Zum Inhalt springen

Sanitär, Heizung & Klima

Mechatroniker für Kältetechnik

Mechatroniker für Kältetechnik errichten und warten Kälte-, Klima- und Wärmepumpenanlagen; das zugehörige Handwerk heißt weiterhin Kälteanlagenbauer.

104 offene Stellen zu diesem Beruf im aktuellen Bestand.
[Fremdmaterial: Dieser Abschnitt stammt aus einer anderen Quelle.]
Issue #1311, opened 2023-04-23
stand alone Bias-T control utility


nmoon88:
### What feature would you like to see and why?

I really would like an external utility to enable and disable bias-t for the HackRF One and similar devices. Being forced to rely on certain programs to incorporate it severely limits what can be done and such a utility already exists for RTL-SDR sticks. This would be useful on Windows, Linux and MacOS or any other platform that supports the device.

ai6aj:
I've submitted a pull request to add this to the main repo but if you need the utility ASAP you can find it in my fork: https://github.com/ai6aj/hackrf/tree/20230418_suitejo_biast

One caveat, the HackRF firmware turns off the bias T power whenever it leaves RX mode.  So once you hit STOP or exit SDR# (or another program) the external power will shut off and you'll need to re-enable it.  IMO it's still much less of a PITA than using external power for your LNA or other device.

martinling:
We have two issues open for the same thing here. Let's continue the discussion on #1309. I'll close this one.

Issue #1309, opened 2023-04-19
Command line tool to switch antenna power on/off, similar to rtl_biast


ai6aj:
### CLI tool for Antenna Power control

Some software (notably SDR#) does not provide a way to turn on antenna power to power an offboard LNA.  On RTL-SDR the easy workaround is to use rtl_biast to enable the power circuit, then start your software:

$ rtl_biast -b 1

I cannot find a method of doing this for HackRF.  I have written hackrf_biast.c and placed it in my fork but won't submit a pull request if there's an official (or just better) way of doing this.

nmoon88:
I requested exactly the same thing last night. It seems like this is something that would benefit everyone but the developers don't want to do it. I was told to hire a C developer to code such a utility in the Discord chat.

martinling:
This can't be done purely with a host-side utility, it would also need firmware changes. Currently the firmware turns off the bias tee every time it leaves TX or RX mode.

ai6aj:
> This can't be done purely with a host-side utility, it would also need firmware changes. Currently the firmware turns off the bias tee every time it leaves TX or RX mode.

As long as the power stays on to _start_ receiving, that's good enough.  I have written the utility and submitted a pull request, antenna power stays on in SDR# until you hit STOP or exit the program... at which point you need to re-enable it again.  But that's a lot better than not being able to turn it on at all.

martinling:
I had a quick chat with @mossmann about this, and we think a useful direction for development would be to add a bias tee control mode setting to the firmware, which would have multiple options for how the bias tee would be controlled:

- Host controlled (default, current behaviour).
- Turn on automatically during RX only.
- Turn on automatically during TX only.
- Turn on automatically during both TX and RX.
- Turn on and leave on.
- Turn off and leave off.

This would provide better control over how the bias tee should be used in software that doesn't control it directly. It would also be useful even for software that's aware of the bias tee, since it would be possible to speed up and simplify mode changes by telling the firmware to control the bias tee automatically, rather than having to request changes each time.

There would need to be a new USB vendor request type and a new libhackrf function to set the bias tee control mode. Then a command line tool like @ai6aj's `hackrf_biast` proposal could be written to control it.

PR #1312, opened 2023-04-24
hackrf_biast - (temporarily) enable antenna power from the command line

ai6aj:
Adds a simple utility, hackrf_biast, to enable the antenna power from the command line for use with software such as SDR# which only has the bare minimum support for HackRF.  Addresses issues #1309 and #1311

Caveat: the antenna power will turn off once RX is stopped


ai6aj:
#1309

martinling:
Having it only work the first time you start RX isn't really a solution. I think that if we merge this we will just get a lot of bug reports saying it doesn't work properly.

If we're going to have utilities that override HackRF settings, to work around issues in closed source software, then that really needs firmware support so that the forced settings can be made persistent.

It would be a lot simpler for everyone if SDR# would just add a control for the bias tee.

ai6aj:
> If we're going to have utilities that override HackRF settings, to work around issues in closed source software, then that really needs firmware support so that the forced settings can be made persistent.

Agreed.  It's been a few years since I hacked on the firmware but I don't think it's particularly difficult.  I'll

martinling:
If you want to work on the firmware support that'd be great. I've added some thoughts on how this could work [here](https://github.com/greatscottgadgets/hackrf/issues/1309#issuecomment-1521504784).

PR #104, opened 2018-12-04
infer rate cases and validate fixed effects lower bounds

alec-deason:
The "rate case" configuration in the "Advanced" tab is confusing and redundant. This change adds code to infer the correct rate case to use based on the priors the user supplied. It also adds stricter validation on the bounds for fixed effect priors.


alec-deason:
I actually made an incorrect assumption in the validation part of this PR which I need to fix. I'll try to get that done this afternoon.

PR #108, opened 2018-12-07
Mortality data and smoothings for children

alec-deason:
This gets us mortality data for the child nodes (not all descendants) and actual support for the nslist and nspairs system which we punted on before.

### DIFF
--- a/src/cascade/dismod/serialize.py
+++ b/src/cascade/dismod/serialize.py
@@ -15,6 +15,7 @@ from cascade.model.grids import unique_floats
 from cascade.input_data.db.locations import get_location_hierarchy_from_gbd
 
 from cascade.core.log import getLoggers
+
 CODELOG, MATHLOG = getLoggers(__name__)
 
 
@@ -95,13 +96,13 @@ def model_to_dismod_file(model, execution_context):
     # cases by ID and save. Any covariates have to exist at this point.
     bundle_fit.avgint = make_avgint_table(model, integrand_id_func, location_to_node_func, covariate_renames)
 
-    bundle_fit.rate, rate_id_func = make_rate_table(model, smooth_id_func)
-
-    bundle_fit.mulcov = make_mulcov_table(
-        model, smooth_id_func, rate_id_func, integrand_to_id, cov_col_id_func
+    bundle_fit.rate, rate_id_func, bundle_fit.nslist, bundle_fit.nslist_pair = make_rate_and_nslist_tables(
+        model, smooth_id_func, location_to_node_func
     )
 
-    bundle_fit.option = make_option_table(model)
+    bundle_fit.mulcov = make_mulcov_table(model, smooth_id_func, rate_id_func, integrand_to_id, cov_col_id_func)
+
+    bundle_fit.option = make_option_table(model, location_to_node_func)
 
     return bundle_fit
 
@@ -187,7 +188,8 @@ def make_data_table(model_context, node_table, covariate_renames):
                 "nu",
                 "hold_out",
                 "data_name",
-            ] + list(covariate_renames.values())
+            ]
+            + list(covariate_renames.values())
         )
     return total_data
 
@@ -203,10 +205,9 @@ def observations_to_data(observations_df, node_table):
     """Turn an internal format into a Dismod format."""
     # Don't make the data_name here because could convert multiple observations.
     observations_df = observations_df.reset_index()
-    observations_df["node_id"] = observations_df.merge(node_table,
-                                                       left_on="node_id",
-                                                       right_on=node_table.c_location_id
-                                                       ).node_id_y
+    observations_df["node_id"] = observations_df.merge(
+        node_table, left_on="node_id", right_on=node_table.c_location_id
+    ).node_id_y
     transformed = observations_df.assign(
         integrand_id=observations_df["measure"].apply(lambda x: IntegrandEnum[x].value),
         density_id=observations_df["density"].apply(lambda x: x.value),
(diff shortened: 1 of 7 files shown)


src/cascade/dismod/serialize.py
```diff
@@ -506,28 +527,52 @@ def smooth_id_func(smooth):
...
+    nslist_rows = []
+    nspairs_rows = []
     for rate_id, rate in enumerate(context.rates):
-        if len(rate.child_smoothings) > 1:
-            raise NotImplementedError("Multiple child smoothings not supported yet")
-
-        rows.append(
+        nslist_id = np.NaN
+        child_smooth_id = np.NaN
+        if rate.child_smoothings:
```
adolgert: What happens if the rate doesn't have any child smoothings? Every rate needs some smoothing. Does that mean it shares the parent smoothing, and should I see some registration of that parent smoothing as being associated with that rate? I'm concerned this might miss a case.

src/cascade/executor/epiviz_runner.py
```diff
@@ -99,8 +101,23 @@ def add_omega_constraint(model_context, execution_context, sex_id):
...
+    MATHLOG.debug(f"Add {parent_asdr.shape[0]} omega constraints from age-standardized death rate data to the parent.")
+
+    location_hierarchy = get_location_hierarchy_from_gbd(execution_context)
+    location = location_hierarchy.get_node_by_id(execution_context.parameters.location_id)
+    children = {d.id for d in location.children}  # noqa: F841
+    children_asdr = asdr.query("node_id in @children")
+    model_context.rates.omega.child_smoothings = [
+        (node_id, build_constraint(child_asdr))
+        for node_id, child_asdr in children_asdr.groupby('node_id')
+    ]
```
adolgert: This is succinct for calling build_constraint many times.

src/cascade/input_data/db/asdr.py
```diff
@@ -32,14 +33,16 @@ def _asdr_in_t3(execution_context):
...
 
-    parent_loc = execution_context.parameters.location_id
-
     demo_dict = db_queries.get_demographics(gbd_team="epi", gbd_round_id=execution_context.parameters.gbd_round_id)
     age_group_ids = demo_dict["age_group_id"]
     sex_ids = demo_dict["sex_id"]
 
+    location_hierarchy = get_location_hierarchy_from_gbd(execution_context)
+    location = location_hierarchy.get_node_by_id(execution_context.parameters.location_id)
+    location_and_children = [d.id for d in location.children] + [location.id]
```
adolgert: This is the second use of the same pattern to get children.

src/cascade/input_data/db/csmr.py
```diff
@@ -60,16 +61,19 @@ def _gbd_process_version_id_from_cod_version(cod_version):
...
     cause_id = execution_context.parameters.add_csmr_cause
-    parent_loc = execution_context.parameters.location_id
 
     keep_cols = ["year_id", "location_id", "sex_id", "age_group_id", "val", "lower", "upper"]
 
     process_version_id = _gbd_process_version_id_from_cod_version(execution_context.parameters.cod_version)
 
+    location_hierarchy = get_location_hierarchy_from_gbd(execution_context)
+    location = location_hierarchy.get_node_by_id(execution_context.parameters.location_id)
+    location_and_children = [d.id for d in location.children] + [location.id]
```
adolgert: And third example of same pattern.

src/cascade/dismod/serialize.py
```diff
@@ -217,9 +218,22 @@ def observations_to_data(observations_df, node_table):
...
+        "hold_out",
+        "meas_value",
+        "meas_std",
+        "eta",
+        "nu",
+        "age_lower",
+        "age_upper",
+        "time_lower",
+        "time_upper",
+    }
```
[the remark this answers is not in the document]
alec-deason: I think this (and a few other style changes) are because I ran the pretty printer on this file. I've been trying to be careful to only do that in cases where it won't clutter up PRs or interfere with other folks' style choices but I seem to have run it here. That said I think I'm leaning towards long style as well. I used to argue against it but it looks ok to me now.

src/cascade/dismod/serialize.py
```diff
@@ -506,28 +527,52 @@ def smooth_id_func(smooth):
     return smooth_table, grid_table, smooth_id_func
 
 
-def make_rate_table(context, smooth_id_func):
+def make_rate_and_nslist_tables(context, smooth_id_func, location_to_node_func):
```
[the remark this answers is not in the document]
alec-deason: Ok, I'll comment. The short answer is because if I do them together I can do it in one fairly simple pass but if I separate them I need more passes and more complexity (I think).

src/cascade/dismod/serialize.py
alec-deason: From Brad's docs: "If child_smooth_id is not null, child_nslist_list must be null. If both are null, there are no random effects . for this rate."

It seems like if the modeler supplies no random effects smoothings, which is the else case here, they should get the "no random effects for this rate" case? Or am I misunderstanding something?

src/cascade/executor/epiviz_runner.py
alec-deason: Please note that I didn't do it all on one line! I'm growing.

src/cascade/input_data/db/csmr.py
alec-deason: Yes, you are right. I was avoiding thinking about how to clean that up but it's silly to have the repeated code.

src/cascade/dismod/serialize.py
```diff
@@ -506,28 +527,52 @@ def smooth_id_func(smooth):
...
     for rate_id, rate in enumerate(context.rates):
-        if len(rate.child_smoothings) > 1:
-            raise NotImplementedError("Multiple child smoothings not supported yet")
-
-        rows.append(
+        nslist_id = np.NaN
+        child_smooth_id = np.NaN
+        if rate.child_smoothings:
+            if len(rate.child_smoothings) == 1 and rate.child_smoothings[0][0] is None:
+                # This is a blanket smoothing for all children
```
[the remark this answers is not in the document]
alec-deason: Now that depends on how exactly you define smooth.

Was man als Mechatroniker für Kältetechnik verdient

Monats- und Jahresbrutto nach Erfahrungsstufe, bundesweit
Erfahrung Von Median Bis Jahresbrutto Verhältnis
Berufseinstieg 2.900 € 3.200 € 3.600 € 38.400 €
Mit Berufserfahrung 3.400 € 3.900 € 4.400 € 46.800 €
Mit langjähriger Erfahrung 4.100 € 4.700 € 5.400 € 56.400 €

Das Niveau liegt über dem der benachbarten Gebäudetechnikberufe, weil die Sachkunde gesetzlich verlangt wird und die Zahl der Fachkräfte klein ist. Innerhalb der Spanne entscheiden Branche und Einsatzart: Industrie- und Rechenzentrumskälte zahlt über dem Ladenbau, und Betriebe mit weiträumigem Servicegebiet zahlen Reisezeit und Auslöse zusätzlich. Rufbereitschaft und Notdienst sind in diesem Gewerk die Regel und schlagen im Monat deutlich zu Buche. Die Werte beschreiben das Grundgehalt ohne diese Zuschläge.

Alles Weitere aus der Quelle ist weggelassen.